(absolute) Convergence of a series

Question

I want to prove that the following series is convergent for $x>0$:

$$ \sum_{n=1}^\infty \left( \prod_{p\mid n} \frac{1}{p-1}\right) n^{-x} $$

I tried to estimate the product but I didn't get so far...

Answer 1

I'm sure this proof could be tightened a bit, but it works. Consider every subset $S$ of $\mathbb{P}$, the prime numbers, and the corresponding set $$G(S)=\left\{\prod_{p\in S}p^{f(p)}:f:S\rightarrow\mathbb{N}>0\right\}$$ that is, the set of $n$ such that $S$ is the set of primes dividing it. We can show your the sum is now equal to $$\sum_{\substack{S\subseteq\mathbb{P}\\S\text{ is finite}}}\left(\prod_{p\in S}\frac{1}{p-1}\right)\cdot\left(\sum_{n\in G(S)}n^{-x}\right)$$ where the only particularly mysterious term is the sum over $G(S)$. However, since $G(S\cup\{p\})$ can be written as $pG(S)\cup p^2G(S)\cup p^3G(S)\ldots$ and exponents distribute over multiplication, we get $$\sum_{n\in G(S\cup\{p\})}n^{-x}=\left(\sum_{i=1}^{\infty}p^{-ix}\right)\left(\sum_{n \in G(S)}n^{-x}\right)$$ and solving the sum over $p^{-ix}$ we get $$\sum_{n\in G(S\cup\{p\})}n^{-x}=\frac{1}{p^x-1}\left(\sum_{n \in G(S)}n^{-x}\right)$$ More generally, we get that, if we define for $S\subseteq \mathbb{P}$ the function $f(S)$ as the term $$f(S)=\left(\prod_{p\in S}\frac{1}{p-1}\right)\cdot\left(\sum_{n\in G(S)}n^{-x}\right)$$ then $$f(S\cup \{p\})=\frac{1}{(p^x-1)(p-1)}f(S)$$ and thus, by induction $$f(S)=\prod_{p\in S}\frac{1}{(p^x-1)(p-1)}$$ which, if we let $N$ and $\varepsilon>0$ be such that for any $n>N$ it holds that $(n^x-1)(n-1)>n^{1+\varepsilon}$ and $S$ be a set with no elements less than $N$, then $$f(S)\leq \prod_{p\in S}\frac{1}{p^{1+\varepsilon}}$$.

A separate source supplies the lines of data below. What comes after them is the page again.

PR #2139, opened 2026-07-23
fix(extract): resolve bash source edges built from ${VAR} paths (#2079)

### LINKED ISSUE #2079: Bash: source "${VAR}/lib.sh" emits an unresolvable edge — sourced libraries appear orphaned
## Summary

`extract_bash` handles `source` / `.` includes, but only when the path argument is a
literal starting with `.` or `/`. The very common idiom of sourcing through a
variable-built path:

```bash
BENCH_DIR="$(cd "$(dirname "${BASH_SOURCE[0]}")" && pwd)"
source "${BENCH_DIR}/lib/gpu-discover.sh"
source "${BENCH_DIR}/lib/gpu-control.sh"
```

produces an edge whose target ID contains the literal `${BENCH_DIR}` text. That ID
matches no real file node, so the edge is reported as dangling by the Step-4.5
health check and dropped at export. Net effect: shared shell libraries look
completely disconnected from their consumers, community detection places them in
separate communities, and the report flags them as "weakly-connected nodes /
possible documentation gaps" when the repo is actually fine.

## Reproduction

Repo layout:

```
bench/ollama-bench-all.sh      # source "${BENCH_DIR}/lib/gpu-discover.sh" (L22)
bench/ollama-bench-power.sh    # source "${BENCH_DIR}/lib/gpu-control.sh"  (L33)
bench/lib/gpu-discover.sh
bench/lib/gpu-control.sh
```

Build the graph, then:

```
$ graphify path "ollama-bench-all.sh" "gpu-control.sh"
# → no path found (expected: 1-hop imports_from)
```

The Step-4.5 diagnostic reports the dropped edges as `dangling-endpoint edges`
(they were 4 of the 38 dangling edges in our build).

## Root cause

In `extractors/bash.py`, the source-command handler branches on the raw path text:

```python
raw = _read_text(args[0], source).strip().strip("'\"")
if raw.startswith((".", "/")):
    resolved = (path.parent / raw).resolve()   # literal paths: resolved + existence-checked
    ...
else:
    tgt_nid = _make_id(raw)                    # "${BENCH_DIR}/lib/gpu-discover.sh" → dead ID
    add_edge(file_nid, tgt_nid, "imports", line, context="import")
```

A `${VAR}`-prefixed path takes the `else` branch and `_make_id()` bakes the
unexpanded variable text into the node ID, which can never match the AST-generated
ID of the actual file.

The hardening in #892 / #893 deliberately treats expansions and substitutions as
noise to be filtered (token-level `literal()` returning `None`,
`is_inside_expansion()` gating) — which is correct for command detection, but as a
side effect leaves the most robust sourcing idiom invisible to extraction. As far
as I can tell this side effect has not been reported before.

## Why repos can't work around it in code

Rewriting `source "${BENCH_DIR}/lib/x.sh"` as a literal `source ./lib/x.sh` would
extract fine — but bash resolves a relative `source` against the runtime *cwd*,
not the script's location, so the rewrite breaks the script when invoked from any
other directory. The `dirname "${BASH_SOURCE[0]}"` idiom exists precisely to make
sourcing cwd-independent; repos shouldn't have to trade runtime robustness for
graph edges.

## Suggested fix

When the source argument contains a `${...}` (or `$VAR`) expansion, don't emit the
dead ID. Instead:

1. Strip the variable segment(s) and take the remaining path suffix
   (`lib/gpu-discover.sh`).
2. Match that suffix against files in the scan root.
3. Unique match → emit `imports_from` to the real file node, marked `INFERRED`
   (the expansion can't be proven statically).
   Multiple matches → `AMBIGUOUS`, or skip.
   No match → skip (current behavior, minus the dead ID).

This mirrors what #1778 did for executed scripts, and is the same problem class as
#155 (tsconfig path aliases in TS imports). The emit-an-ID-that-matches-nothing
failure mode was also fixed for json_config in #1764. If #1871 (`graphify curate`)
lands, ambiguous cases could alternatively be deferred to a curate entry instead
of guessing.

## Workaround we're using

A post-build script that re-injects the ground-truth edges into `graph.json`
(tagged `_origin: manual_source_fix`) and re-runs `graphify export html`. It works,
but `build_merge`'s replace-per-source semantics drop the manual edges whenever the
sourcing files are re-extracted (or on a full rebuild), so it has to be re-run
after updates — exactly the kind of correction #1871 aims to make durable.

## Environment

- graphifyy 0.9.22 (uv tool install), Python 3.11, Linux
- Corpus: mixed bash/python repo, code-only AST path (no LLM extraction involved)

HerenderKumar:
Fixes #2079

When a bash script sources a file through a variable path like:

```bash
source "${BENCH_DIR}/lib/gpu-discover.sh"
```

graphify was putting the literal `${BENCH_DIR}` text into the edge target, so the edge pointed at nothing, got flagged as dangling, and was dropped. The end result was that shared shell libraries looked orphaned and got split off into their own communities.

This adds a small branch for variable-built source paths:

- strip the leading `${VAR}` / `$VAR` part,
- resolve the rest against the script's own folder (which is exactly what the common `dirname "${BASH_SOURCE[0]}"` idiom makes the variable point to),
- only emit the edge (as INFERRED) when the file actually exists on disk — otherwise skip it instead of writing a dead id.

Plain `source ./x.sh` and bare-name sources behave exactly as before.

I checked it end-to-end: building the repro repo now links the sourcing script straight to the real library node, with zero dangling edges.

Tests: two new cases in `tests/test_extract.py` — the `${VAR}` idiom resolves to the real file, and an unmatched `${VAR}` path emits no edge. Full extract + symbol-resolution suites pass (182 passed, 1 skipped).

### DIFF
--- a/graphify/extractors/bash.py
+++ b/graphify/extractors/bash.py
@@ -1,10 +1,32 @@
 """Bash extractor. Moved verbatim from graphify/extract.py."""
 from __future__ import annotations
 
-
+import re
 from pathlib import Path
 from typing import Any
+
 from graphify.extractors.base import _file_stem, _make_id, _read_text
+
+
+# Leading `${VAR}` / `$VAR` expansion segment(s) of a `source` path argument. The
+# canonical `BENCH_DIR="$(cd "$(dirname "${BASH_SOURCE[0]}")" && pwd)"` idiom makes
+# such a variable resolve to the script's own directory, so the literal suffix that
+# follows (`lib/x.sh`) can be resolved against the sourcing file's own dir (#2079).
+_BASH_LEADING_EXPANSION = re.compile(
+    r"^(?:(?:\$\{[^}]*\}|\$[A-Za-z_][A-Za-z0-9_]*)/?)+"
+)
+
+
+def _bash_source_suffix(raw: str) -> str | None:
+    """Return the literal path suffix of a variable-built `source` argument, or
+    None when the remainder is empty, still holds an expansion, or escapes upward
+    with ``..``.  ``"${DIR}/lib/x.sh"`` -> ``"lib/x.sh"``."""
+    suffix = _BASH_LEADING_EXPANSION.sub("", raw, count=1).lstrip("/")
+    if not suffix or "$" in suffix:
+        return None
+    if ".." in suffix.split("/"):
+        return None
+    return suffix
 
 
 def extract_bash(path: Path) -> dict:
@@ -180,6 +202,23 @@ def extract_bash(path: Path) -> dict:
                                 tgt_nid = _make_id(str(resolved))
                                 add_edge(file_nid, tgt_nid, "imports_from", line,
                                          context="import")
+                        elif "$" in raw:
+                            # Variable-built path, e.g. the ubiquitous
+                            # `source "${BENCH_DIR}/lib/x.sh"` idiom. The raw text
+                            # bakes the unexpanded `${VAR}` into the id, which
+                            # matches no node and is dropped as a dangling edge
+                            # (#2079). Strip the leading expansion(s) and resolve
+                            # the literal suffix against the script's own dir;
+                            # emit INFERRED (the expansion can't be proven
+                            # statically) only when it resolves to a real file,
+                            # never a dead id.
+                            suffix = _bash_source_suffix(raw)
+                            if suffix:
+                                resolved = (path.parent / suffix).resolve()
+                                if resolved.is_file():
+                                    add_edge(file_nid, _make_id(str(resolved)),
+                                             "imports_from", line,
+                                             confidence="INFERRED", context="import")
                         else:
                             tgt_nid = _make_id(raw)
                             if tgt_nid:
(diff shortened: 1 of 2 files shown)


HerenderKumar:
Quick note on scope: this PR fixes the **source-edge** half of the bash sourcing problem — `source "${VAR}/lib.sh"` now resolves to the real file instead of a dead id.

It deliberately leaves a second, related thing alone: a call to a function that's **defined in a sourced file** still doesn't get a `calls` edge — even with a plain `source ./lib.sh` where the source edge already resolves. That's a separate gap in the bash call extractor/resolver, so I've filed it on its own as #2141 to keep this PR small and focused.

safishamsi:
Thanks @HerenderKumar. Shipped in v0.9.26 (cherry-picked to v8 as 0019fc4 to preserve your authorship). During the merge with #2157 I added one integration line so calls into a ${VAR}-sourced library also resolve, not just the source edge. Closed-unmerged here, but it is in the release: https://github.com/Graphify-Labs/graphify/releases/tag/v0.9.26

From here, we just want to find the desired sum, which is $$\sum_{\substack{S\subseteq\mathbb{P}\\S\text{ is finite}}}f(S).$$ but, since $f(A\cup B)=f(A)f(B)$ for disjoint $A,B\subseteq \mathbb{P}$ as a direct result of the formula for $f$, we can split this to $$\left(\sum_{S\subseteq(\mathbb{P}\cap[1,N])}f(S)\right)\left(\sum_{\substack{S\subseteq(\mathbb{P}\cap(N,\infty)) \\S\text{ is finite}}}f(S)\right)$$ However, since the right factor is strictly less than the product of the $S$ raised to the power of $-1-\varepsilon$ and no distinct $S$ have the same sum, the right factor cannot exceed $\sum_{n=1}^{\infty}n^{-1-\varepsilon}$, which is finite. The left factor is a sum of finitely many terms and is hence finite. Thus, the entire series converges.